BTW, it's a Fisher Homesteader.


----------



## KGRlandscapeing (May 2, 2007)

You seem to hold up longer then you need too. Dosent that one have a scrape lock setting?


----------



## Tahoe99 (Jan 17, 2006)

What do you mean "holding too long" - my ears are open for any advices ?

You can have a float mode, or lock it in one position - I guess that's what you mean.


----------



## KGRlandscapeing (May 2, 2007)

Tahoe99;1594151 said:


> What do you mean "holding too long" - my ears are open for any advices ?
> 
> You can have a float mode, or lock it in one position - I guess that's what you mean.


When you stack against the pile. It sounds like ur holding down the button for it too go up. But its already agasint the stops. So when you go to stack the pile as u roll into the pile it should just be a smooth easy lift. You dont wanna hear the motor go EhhhErrrr. and when u go to back away from the pile kind of like bump down and that will shake the snow thats stuck to the blade off. That way u dont end up dropping a big chunk of snow some place.


----------



## Tahoe99 (Jan 17, 2006)

Cool, thanks.

I see, why stress the motor going up, it's there already, can't go any further.


----------



## nepatsfan (Sep 16, 2004)

Putting a plow on my wife's explorer now. Thanks for ruining her day....haha


----------



## jasonv (Nov 2, 2012)

The scraping problem isn't really about the weight of the plow, its about the snow in front of it. Because you're pushing straight forward, the snow is pushing straight back and lifting the plow. If you were plowing with the blade full angled, it would scrape right to the bottom.

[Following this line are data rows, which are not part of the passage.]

PR #2007, opened 2025-01-07
Page load improvements

liamcmitchell:
* support importing plain `.html` templates, bypassing handlebars completely
* sidebar-list:
  * remove redundant ids & classes, prefer using aria attrs
  * small adjustment to expand button position
  * initialize on sidebar open - no need to do anything until visible
  * init once only, no need to re-render on nav - **NOTE: expand/collapse states will now persist across SWUP nav**
  * convert from handlebars to vanilla JS
  * move tab and tabset render from elixir to JS - keep it all together, less HTML
  * remove nodes_map from many functions
  * much inlined
  * refactored callbacks
* copy-button:
  * move button to template
  * create template lazily
  * inline `addCopyButtons`
* modal:
  * convert to html template
  * move state to plain vars intead of nested properties, no need for object
  * remove init, render lazily
  * inlined more things
* quick-switch:
  * convert body to html template
  * build result el inline
* sidebar-drawer:
  * register update callback
  * call sidebar-list init on open
* tabsets: get heading text without requiring layout
* toast: init lazily

## Before

before

```
../formatters/html/dist/html-OD6LFIR3.js                             144.0kb
../formatters/html/dist/html-elixir-FAAZMXJW.css                      65.4kb
```

## After

after

```
../formatters/html/dist/html-HTRMLDRB.js                             130.2kb
../formatters/html/dist/html-elixir-EGPMA5T5.css                      64.4kb
```

-14kb JS, -1kb CSS, no more forced layout in init, sidebar-list renders about 4x faster


josevalim:
It looks so smooth now, thank you! :green_heart: :blue_heart: :purple_heart: :yellow_heart: :heart:

josevalim:

josevalim:
@liamcmitchell I found a bug when running it under swup.js. To reproduce:

```
$ mix build
$ python3 -m http.server 8080
$ open http://localhost:8080/doc/
```

If you click on the sidebar to navigate across pages, for example within "Pages", it doesn't close the current open item. Can you please take a look?

I am wondering if we still need swup.js but I would say the answer is yes to avoid flashing pages on slow connections?

assets/js/modal.js
```diff
@@ -1,45 +1,38 @@
...
-}
+// State
+
+/** @type {HTMLDivElement | null} */
+let modal = null
+/** @type {HTMLElement | null} */
+let prevFocus = null
+/** @type {HTMLElement | null} */
+let lastFocus = null
+let ignoreFocusChanges = false
```
jonatanklosko, line 14: FWIW I consider a single state object good for maintainability/readability, because it makes it clear when we modify the global state rather than deal with local variables :)

assets/js/handlebars/helpers.js
```diff
@@ -1,45 +1,5 @@
...
-    if (context.lastModuleSeenInGroup !== node.nested_context) {
-      return options.fn(this)
-    }
-  } else {
-    // track the most recently seen module
-    // prevents emitting a duplicate entry for nesting when
-    // the nesting prefix matches an existing module
-    context.lastModuleSeenInGroup = node.title
-  }
-})
```
jonatanklosko, line 29: This is great! FTR if someone is motivated enough we could drop handlebars altogether. We could build the HTML by hand `` x.innerHTML = `...` `` or perhaps use something lightweight like lit-html or similar (which relies on tagged string literals such as `` html`<div>${foo}</div>` ``).

assets/js/modal.js
liamcmitchell: I assumed it was done for that reason (I've also done something similar in the past) but I had my code-golfing hat on.

I don't think the global/local distinction is very useful here. To me, global is JS global (`window`/`global`), everything else is local. I don't see why module state needs to be treated differently to function state. The `let` keyword should signal that the var is state and it should be no harder to trace back. Maybe rename it to `let stateModal` or similar if it needs to be special? But I don't think it's special.

Anyway, reasons to avoid the object wrapper:
* one less object
* property accesses have a runtime cost
* i don't think it can be minified as well
  * object: `let o={modal:null};o.modal`
  * let: `let m=null;m`

Super minor I know but I didn't think the object wrapper was very useful.

assets/js/handlebars/helpers.js
liamcmitchell: We'll see how far I get. I've been replacing most of it with vanilla JS and an `el()` helper:
https://github.com/elixir-lang/ex_doc/blob/22103e7d6f7bdee1924faa770350020198393ddb/assets/js/helpers.js#L203-L222

jonatanklosko: `el()` is totally fine also! Unless the code ends up overly nested/convoluted for the slightly bigger handlebars templates (probably manageable though).

assets/js/modal.js
jonatanklosko: > I don't see why module state needs to be treated differently to function state

Function state is short lived and usually it's easy to see all variables the function defines. So the rationale would be that reading a function 100 lines into the file, seeing `state.modal = ...` immediately gives the idea that it alters a long-lived state (like a state store), while `model = ...` looks just like a function-local assignment and you need to look around to rule that out.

Don't put wings on it. That blade is right for that car, adding width will make it scrape less and put more strain on the car.

I didn't think that exploders had frames? If no frame, be very gentle on it.


----------



## 91AK250 (Nov 28, 2007)

jasonv;1594549 said:


> I didn't think that exploders had frames? If no frame, be very gentle on it.

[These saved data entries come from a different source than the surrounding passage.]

PR #2012, opened 2025-01-08
Add warning for stale version of documentation

alisinabh:
Continuation of #1918 *(could not push to the same branch since I'm not a maintainer)*

---

Based on feedback in #1918 here is the revised version of warning color and icon added when an outdated version is detected.

@halostatue I tried yellow but I could not make it work on Light mode. It would end-up look green-ish when lightness was reduced.

### Screenshots

Screenshot 2025-01-08 at 2 30 25 PM
Screenshot 2025-01-08 at 2 30 37 PM
Screenshot 2025-01-08 at 2 30 45 PM

**NOTE**: Initially I wanted to put the icon after the version, but the `<select>` HTML element width is set to the largest possible item. This will create an unwanted padding that looks ugly in projects which have versions like `1.2.3-RC0`.

### DIFF
--- a/assets/css/custom-props/theme-dark.css
+++ b/assets/css/custom-props/theme-dark.css
@@ -80,6 +80,7 @@ body.dark {
   --sidebarHover:                var(--white);
   --sidebarScrollbarThumb:       var(--coldGray);
   --sidebarScrollbarTrack:       var(--sidebarBackground);
+  --sidebarStaleVersion:         var(--orangeDark);
   --sidebarSubheadings:          var(--gray400);
   --sidebarItem:                 var(--gray200);
   --sidebarInactiveItemBorder:   var(--gray400);
--- a/assets/css/custom-props/theme-dark.css
+++ b/assets/css/custom-props/theme-dark.css
@@ -80,7 +80,7 @@ body.dark {
   --sidebarHover:                var(--white);
   --sidebarScrollbarThumb:       var(--coldGray);
   --sidebarScrollbarTrack:       var(--sidebarBackground);
-  --sidebarStaleVersion:         var(--orangeDark);
+  --sidebarStaleVersion:         var(--orangeLight);
   --sidebarSubheadings:          var(--gray400);
   --sidebarItem:                 var(--gray200);
   --sidebarInactiveItemBorder:   var(--gray400);
--- a/assets/css/custom-props/theme-light.css
+++ b/assets/css/custom-props/theme-light.css
@@ -80,6 +80,7 @@
   --sidebarHover:                var(--black);
   --sidebarScrollbarThumb:       var(--coldGrayLight);
   --sidebarScrollbarTrack:       var(--sidebarBackground);
+  --sidebarStaleVersion:         var(--orangeLight);
   --sidebarSubheadings:          var(--black);
   --sidebarItem:                 var(--black);
   --sidebarInactiveItemBorder:   var(--gray500);
--- a/assets/css/custom-props/theme-light.css
+++ b/assets/css/custom-props/theme-light.css
@@ -80,7 +80,7 @@
   --sidebarHover:                var(--black);
   --sidebarScrollbarThumb:       var(--coldGrayLight);
   --sidebarScrollbarTrack:       var(--sidebarBackground);
-  --sidebarStaleVersion:         var(--orangeLight);
+  --sidebarStaleVersion:         var(--orangeDark);
   --sidebarSubheadings:          var(--black);
   --sidebarItem:                 var(--black);
   --sidebarInactiveItemBorder:   var(--gray500);
--- a/assets/css/sidebar.css
+++ b/assets/css/sidebar.css
@@ -109,6 +109,22 @@
   display: none;
 }
 
+.sidebar .sidebar-staleVersion {
+    display: inline;
+}
+
+.sidebar .sidebar-staleVersion > a {
+    color: var(--sidebarStaleVersion);
+    font-weight: 400;
+}
+
+.sidebar .sidebar-staleIcon {
+    font-size: 18px;
+    position: relative;
+    top: 3px;
+    line-height: 0;
+}
+
 .sidebar .sidebar-list-nav {
   display: flex;
   margin: 0;
--- a/assets/js/handlebars/templates/versions-dropdown.handlebars
+++ b/assets/js/handlebars/templates/versions-dropdown.handlebars
@@ -10,4 +10,12 @@
       {{/each}}
     </select>
   </label>
+  {{#if latestVersion}}
+    <div class="sidebar-staleVersion">
+      <a href="{{latestVersion}}" title="This version of package is not the latest version">
+        <i class="ri-alert-line sidebar-staleIcon" aria-hidden="true"></i>
+        <span>Go to latest</span>
+      </a>
+    </div>
+  {{/if}}
 </form>
--- a/assets/js/sidebar/sidebar-version-select.js
+++ b/assets/js/sidebar/sidebar-version-select.js
@@ -26,10 +26,30 @@ if (!isEmbedded) {
       isCurrentVersion: node.version === currentVersion
     }))
 
-    versionsContainer.innerHTML = versionsDropdownTemplate({ nodes })
+    const latestVersionNode = versionNodes.find(node => node.latest)
+    const latestVersion = latestVersionNode?.version !== currentVersion ? latestVersionNode?.url : null
 
-    qs(VERSIONS_DROPDOWN_SELECTOR).addEventListener('change', handleVersionSelected)
+    versionsContainer.innerHTML = versionsDropdownTemplate({ nodes, latestVersion})
+
+    const select = qs(VERSIONS_DROPDOWN_SELECTOR)
+    select.addEventListener('change', handleVersionSelected)
+    adjustWidth(select)
   }
+}
+
+// Function to adjust the width of the select element
+function adjustWidth (select) {
+  // Create a temporary element to measure the width
+  const temp = document.createElement('span')
+  temp.style.visibility = 'hidden'
+  temp.style.position = 'absolute'
+  temp.style.whiteSpace = 'nowrap'
+  temp.style.font = window.getComputedStyle(select).font
+  temp.textContent = select.options[select.selectedIndex].text
+
+  document.body.appendChild(temp)
+  select.style.width = `${temp.offsetWidth + 20}px`
+  document.body.removeChild(temp)
 }
 
 function handleVersionSelected (event) {
--- a/assets/css/custom-props/common.css
+++ b/assets/css/custom-props/common.css
@@ -52,6 +52,8 @@
   --black: hsl(0, 0%, 0%);
   --black-opacity-10: hsla(0, 0%, 0%, 10%);
   --black-opacity-50: hsla(0, 0%, 0%, 50%);
+  --orangeDark: hsl(30, 90%, 40%);
+  --orangeLight: hsl(30, 80%, 50%);
 }
 
 @media screen and (max-width: 768px) {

1991-2010 explorers were body on frame.

the 2011-up is a unibody.


----------



## Tahoe99 (Jan 17, 2006)

Yep, 2010 was the last body on frame Explorer, available with v8.


----------



## jasonv (Nov 2, 2012)

91AK250;1594644 said:


> 1991-2010 explorers were body on frame.
> 
> the 2011-up is a unibody.


I'll remember that.
It is getting hard to find vehicles with frames besides full size cargo vans, pickups, and heavy trucks. And even then, stupid car makers (and stupid poser customers) are making things sort-of resembling pickups in unibody. Enough to make you gag. I've basically given up on the possibility of my wife's next vehicle having a frame. We don't need two pickups. She's going to need an SUV-ish type of vehicle. Probably going to do a Subaru. At least they offer MT and 4-wheel traction without forcing you into a gas guzzling slob sized engine.


----------



## Tahoe99 (Jan 17, 2006)

Subarus are great, but test one before getting one. My wife has been driving 07 Tribeca, and it's a great car, no issues for over 60 k miles, but she averages about 15-16 mpg which is close to my 4.6 v8. She does a mix driving, but lot of it in town. Those engines like to rev to 4k rpm before getting into powerband. Otherwise it's one of the better vehicle built we have had. Fit and finish top class. I am just not looking forward to changing the sparkplugs on that flat H6. I think the wheels got to come off.


----------



## jasonv (Nov 2, 2012)

Tahoe99;1594935 said:


> Subarus are great, but test one before getting one. My wife has been driving 07 Tribeca, and it's a great car, no issues for over 60 k miles, but she averages about 15-16 mpg which is close to my 4.6 v8. She does a mix driving, but lot of it in town. Those engines like to rev to 4k rpm before getting into powerband. Otherwise it's one of the better vehicle built we have had. Fit and finish top class. I am just not looking forward to changing the sparkplugs on that flat H6. I think the wheels got to come off.


We would be going with one of the 4's. Outback/Forester/XV. Not time yet so haven't made the decision. Has to break 30 mpg highway no question.


----------



## MajorDave (Feb 4, 2011)

Love watching all these vids - my kids look at me like I am weird - where did I go wrong with them!!??? I tried...haha


----------



## Tahoe99 (Jan 17, 2006)

That was the response from my wife who shot this vid:"You want to record - what ? Plowing ?" My daughter was excited to be on youtube


----------